Someone I know recommended getting something on Digital Ocean and setting up a honeypot there. I signed up with them and so far I have to tell you that I’m pretty thrilled with them. I got the cheapest “droplet” which comes to $5 a month, and set it up with Ubuntu 16.04 and the honeypot. You can confirm what ports are open on their systems with ping.eu, but I also emailed their support before I signed up and got the following response:

We do have a few restrictions, on UDP port 80 traffic, and SMTP over IPv6, both to prevent abuse and which cannot be lifted.
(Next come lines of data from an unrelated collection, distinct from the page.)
PR #16095, opened 2018-09-25
PLATFORM-3725: fix wgServicesExternalDomain on dev

harnash:
Quick fix. I'm not 100% sure this (hack in WFL) is still needed though.
Mind the source branch

### DIFF
--- a/extensions/wikia/WikiFactory/Loader/WikiFactoryLoader.php
+++ b/extensions/wikia/WikiFactory/Loader/WikiFactoryLoader.php
@@ -214,8 +214,7 @@ class WikiFactoryLoader {
 	 */
 	public function execute() {
 		global $wgCityId, $wgDBservers, $wgLBFactoryConf, $wgDBserver, $wgContLang,
-			   $wgEnableHTTPSForAnons, $wgFandomBaseDomain, $wgDevelEnvironment,
-			   $wgFandomDevDomain;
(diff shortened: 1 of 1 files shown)


extensions/wikia/WikiFactory/Loader/WikiFactoryLoader.php
```diff
@@ -232,8 +233,10 @@ public function execute() {
 
 		// Override wikia.com related config early when requesting a fandom.com wiki
 		if ( strpos( $this->mServerName, '.' . $wgFandomBaseDomain ) !== false ) {
-			$GLOBALS['wgServicesExternalDomain'] = "https://services.{$wgFandomBaseDomain}/";
-			$GLOBALS['wgCookieDomain'] = ".{$wgFandomBaseDomain}";
+			$domain = $wgDevelEnvironment ? $wgFandomDevDomain : $wgFandomBaseDomain;
```
themech: Doesn't `$wgFandomDevDomain` contain the devbox name like `mech.fandom-dev.pl`? If so, the `wgServicesExternalDomain` will become `https://services.mech.fandom-dev.pl/` which is wrong.

themech (changes requested):

extensions/wikia/WikiFactory/Loader/WikiFactoryLoader.php
harnash: fix in 6f3b20d2297

themech (approved):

Otherwise, we don’t any network restrictions, so as long as your software is compatible with the Linux or FreeBSD distributions that we offer, it should run just fine.

Another thing that I thought was nice about them is that you can locate your droplet in datacenters in various parts of the world. I picked one in NYC, but I’m thinking about getting some set up in other regions to see if I get different traffic there. If you want to sign up, use this link and you’ll get $10 in credit from Digital Ocean assuming you’re new to them.

I spent an evening getting my droplet set up and installing Dionaea, and then let it run overnight. At 0753 the next morning:

ls-l

And look how it begins:

mz

Nice.

Oh yeah, referring to the title — one of the first scans I received was from something identifying itself as “FRIENDLY-SCANNER”. Seems legit.